INPUT FOR THIS TASK:

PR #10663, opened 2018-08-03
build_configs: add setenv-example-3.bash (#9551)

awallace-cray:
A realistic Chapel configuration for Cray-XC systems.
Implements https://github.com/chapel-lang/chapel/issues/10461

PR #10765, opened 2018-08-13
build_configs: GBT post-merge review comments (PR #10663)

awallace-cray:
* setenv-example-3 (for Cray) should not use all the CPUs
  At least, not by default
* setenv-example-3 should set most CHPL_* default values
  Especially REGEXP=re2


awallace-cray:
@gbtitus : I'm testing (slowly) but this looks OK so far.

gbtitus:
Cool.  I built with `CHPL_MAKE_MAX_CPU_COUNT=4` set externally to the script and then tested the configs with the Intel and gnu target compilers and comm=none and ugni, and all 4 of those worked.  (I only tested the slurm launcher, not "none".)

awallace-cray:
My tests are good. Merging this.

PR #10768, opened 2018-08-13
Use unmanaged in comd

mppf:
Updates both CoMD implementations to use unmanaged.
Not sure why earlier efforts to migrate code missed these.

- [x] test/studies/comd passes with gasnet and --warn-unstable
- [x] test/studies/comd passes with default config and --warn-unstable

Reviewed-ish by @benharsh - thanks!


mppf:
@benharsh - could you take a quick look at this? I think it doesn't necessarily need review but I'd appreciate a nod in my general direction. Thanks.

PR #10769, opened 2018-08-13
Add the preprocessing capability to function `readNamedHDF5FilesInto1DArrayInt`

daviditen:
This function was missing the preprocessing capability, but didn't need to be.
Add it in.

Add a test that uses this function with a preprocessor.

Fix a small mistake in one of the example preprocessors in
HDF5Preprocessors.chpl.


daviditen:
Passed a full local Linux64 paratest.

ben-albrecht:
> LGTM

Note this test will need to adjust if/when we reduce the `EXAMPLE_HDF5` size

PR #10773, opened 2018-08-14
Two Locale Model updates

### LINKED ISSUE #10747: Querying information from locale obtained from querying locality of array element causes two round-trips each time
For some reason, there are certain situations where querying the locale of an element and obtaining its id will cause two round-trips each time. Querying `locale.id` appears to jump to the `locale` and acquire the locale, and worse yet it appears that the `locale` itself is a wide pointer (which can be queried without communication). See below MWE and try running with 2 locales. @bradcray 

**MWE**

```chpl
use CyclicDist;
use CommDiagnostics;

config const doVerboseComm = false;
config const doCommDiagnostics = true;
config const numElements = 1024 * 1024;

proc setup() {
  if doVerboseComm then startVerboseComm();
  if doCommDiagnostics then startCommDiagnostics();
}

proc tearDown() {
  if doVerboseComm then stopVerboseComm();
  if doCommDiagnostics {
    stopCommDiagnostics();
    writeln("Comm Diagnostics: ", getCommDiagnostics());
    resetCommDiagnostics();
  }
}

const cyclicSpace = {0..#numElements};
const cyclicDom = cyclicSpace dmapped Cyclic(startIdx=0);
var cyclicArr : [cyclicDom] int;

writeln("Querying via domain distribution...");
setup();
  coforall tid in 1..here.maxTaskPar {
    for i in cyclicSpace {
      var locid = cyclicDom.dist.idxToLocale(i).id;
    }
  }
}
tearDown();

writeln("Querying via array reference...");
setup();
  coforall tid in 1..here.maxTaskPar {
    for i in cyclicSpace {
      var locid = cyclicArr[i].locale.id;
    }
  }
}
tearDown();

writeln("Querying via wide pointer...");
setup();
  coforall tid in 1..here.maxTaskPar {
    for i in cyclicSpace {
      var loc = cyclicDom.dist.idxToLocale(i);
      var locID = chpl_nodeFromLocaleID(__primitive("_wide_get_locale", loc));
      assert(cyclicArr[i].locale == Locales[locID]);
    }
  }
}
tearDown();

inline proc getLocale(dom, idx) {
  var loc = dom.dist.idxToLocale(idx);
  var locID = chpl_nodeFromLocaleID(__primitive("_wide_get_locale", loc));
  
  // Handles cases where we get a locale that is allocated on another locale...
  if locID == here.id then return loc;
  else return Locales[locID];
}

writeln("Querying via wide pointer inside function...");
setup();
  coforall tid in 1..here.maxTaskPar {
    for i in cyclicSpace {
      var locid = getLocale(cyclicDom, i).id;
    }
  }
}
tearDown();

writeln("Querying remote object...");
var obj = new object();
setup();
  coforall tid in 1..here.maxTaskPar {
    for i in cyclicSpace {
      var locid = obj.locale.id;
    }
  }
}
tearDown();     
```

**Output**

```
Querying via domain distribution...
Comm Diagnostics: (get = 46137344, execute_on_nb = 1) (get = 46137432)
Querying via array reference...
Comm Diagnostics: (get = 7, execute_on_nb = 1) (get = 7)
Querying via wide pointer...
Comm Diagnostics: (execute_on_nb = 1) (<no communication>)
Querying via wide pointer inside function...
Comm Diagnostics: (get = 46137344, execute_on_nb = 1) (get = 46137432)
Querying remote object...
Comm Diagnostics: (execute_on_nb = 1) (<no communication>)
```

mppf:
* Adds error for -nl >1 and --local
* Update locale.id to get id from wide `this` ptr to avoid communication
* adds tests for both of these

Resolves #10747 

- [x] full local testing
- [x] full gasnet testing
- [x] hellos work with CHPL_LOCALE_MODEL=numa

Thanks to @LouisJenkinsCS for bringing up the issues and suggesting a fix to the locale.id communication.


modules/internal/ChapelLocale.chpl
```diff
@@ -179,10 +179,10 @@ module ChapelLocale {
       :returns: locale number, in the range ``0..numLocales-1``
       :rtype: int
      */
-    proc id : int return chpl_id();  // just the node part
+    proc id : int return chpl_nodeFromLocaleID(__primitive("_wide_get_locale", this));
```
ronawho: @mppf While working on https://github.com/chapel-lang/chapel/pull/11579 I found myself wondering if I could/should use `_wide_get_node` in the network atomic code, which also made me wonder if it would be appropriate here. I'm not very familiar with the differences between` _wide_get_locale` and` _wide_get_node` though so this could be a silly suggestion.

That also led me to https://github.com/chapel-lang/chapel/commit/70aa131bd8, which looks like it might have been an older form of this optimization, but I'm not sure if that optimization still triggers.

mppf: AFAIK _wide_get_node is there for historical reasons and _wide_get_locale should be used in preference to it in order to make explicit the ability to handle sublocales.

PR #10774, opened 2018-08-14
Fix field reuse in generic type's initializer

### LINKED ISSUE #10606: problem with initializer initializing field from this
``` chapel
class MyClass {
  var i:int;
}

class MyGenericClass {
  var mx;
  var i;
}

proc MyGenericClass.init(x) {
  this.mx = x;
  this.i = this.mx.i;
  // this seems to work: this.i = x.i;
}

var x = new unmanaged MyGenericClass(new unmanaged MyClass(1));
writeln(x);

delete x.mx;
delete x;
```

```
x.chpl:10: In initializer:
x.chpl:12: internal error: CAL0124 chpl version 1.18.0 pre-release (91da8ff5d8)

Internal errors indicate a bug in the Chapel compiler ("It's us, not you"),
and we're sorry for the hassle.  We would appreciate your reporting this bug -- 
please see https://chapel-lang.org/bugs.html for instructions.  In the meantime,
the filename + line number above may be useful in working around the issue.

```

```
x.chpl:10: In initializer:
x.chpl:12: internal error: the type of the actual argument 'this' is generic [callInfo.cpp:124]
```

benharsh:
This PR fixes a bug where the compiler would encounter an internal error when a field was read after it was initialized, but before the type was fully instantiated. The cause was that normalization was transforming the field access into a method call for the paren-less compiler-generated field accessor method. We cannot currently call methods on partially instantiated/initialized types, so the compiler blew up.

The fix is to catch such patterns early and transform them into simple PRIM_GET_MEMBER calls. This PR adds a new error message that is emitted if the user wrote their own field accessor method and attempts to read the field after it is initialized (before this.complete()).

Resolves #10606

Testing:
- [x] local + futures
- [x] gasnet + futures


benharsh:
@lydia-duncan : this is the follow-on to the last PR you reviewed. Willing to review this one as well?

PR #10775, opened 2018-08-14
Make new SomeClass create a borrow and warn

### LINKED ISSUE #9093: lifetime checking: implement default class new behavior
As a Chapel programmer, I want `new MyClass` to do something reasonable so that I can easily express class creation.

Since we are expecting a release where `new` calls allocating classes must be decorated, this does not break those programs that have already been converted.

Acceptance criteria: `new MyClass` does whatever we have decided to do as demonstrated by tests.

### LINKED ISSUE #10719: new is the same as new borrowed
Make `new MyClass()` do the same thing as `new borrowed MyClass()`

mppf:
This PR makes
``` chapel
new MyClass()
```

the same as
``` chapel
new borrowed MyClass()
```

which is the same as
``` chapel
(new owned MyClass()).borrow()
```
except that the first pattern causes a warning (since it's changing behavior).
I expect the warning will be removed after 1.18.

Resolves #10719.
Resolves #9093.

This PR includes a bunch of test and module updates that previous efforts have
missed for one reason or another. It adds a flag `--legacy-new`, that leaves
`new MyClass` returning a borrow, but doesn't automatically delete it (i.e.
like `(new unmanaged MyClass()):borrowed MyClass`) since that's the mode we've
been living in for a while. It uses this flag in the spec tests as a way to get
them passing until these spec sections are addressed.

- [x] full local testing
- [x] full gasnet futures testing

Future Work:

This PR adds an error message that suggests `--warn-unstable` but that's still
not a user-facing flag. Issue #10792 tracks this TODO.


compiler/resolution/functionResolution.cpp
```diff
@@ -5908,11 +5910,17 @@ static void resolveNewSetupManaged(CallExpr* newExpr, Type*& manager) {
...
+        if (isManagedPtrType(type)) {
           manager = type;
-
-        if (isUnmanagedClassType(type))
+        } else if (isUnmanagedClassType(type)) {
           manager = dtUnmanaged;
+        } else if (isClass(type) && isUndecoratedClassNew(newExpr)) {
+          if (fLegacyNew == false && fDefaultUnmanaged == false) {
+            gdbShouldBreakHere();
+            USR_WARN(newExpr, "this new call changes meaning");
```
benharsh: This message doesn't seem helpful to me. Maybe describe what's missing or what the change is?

TASK BRIEF: All lines in the entries above that include "distribution" should be found and copied.

RESULT OF THE EXERCISE:
writeln("Querying via domain distribution...");
Querying via domain distribution...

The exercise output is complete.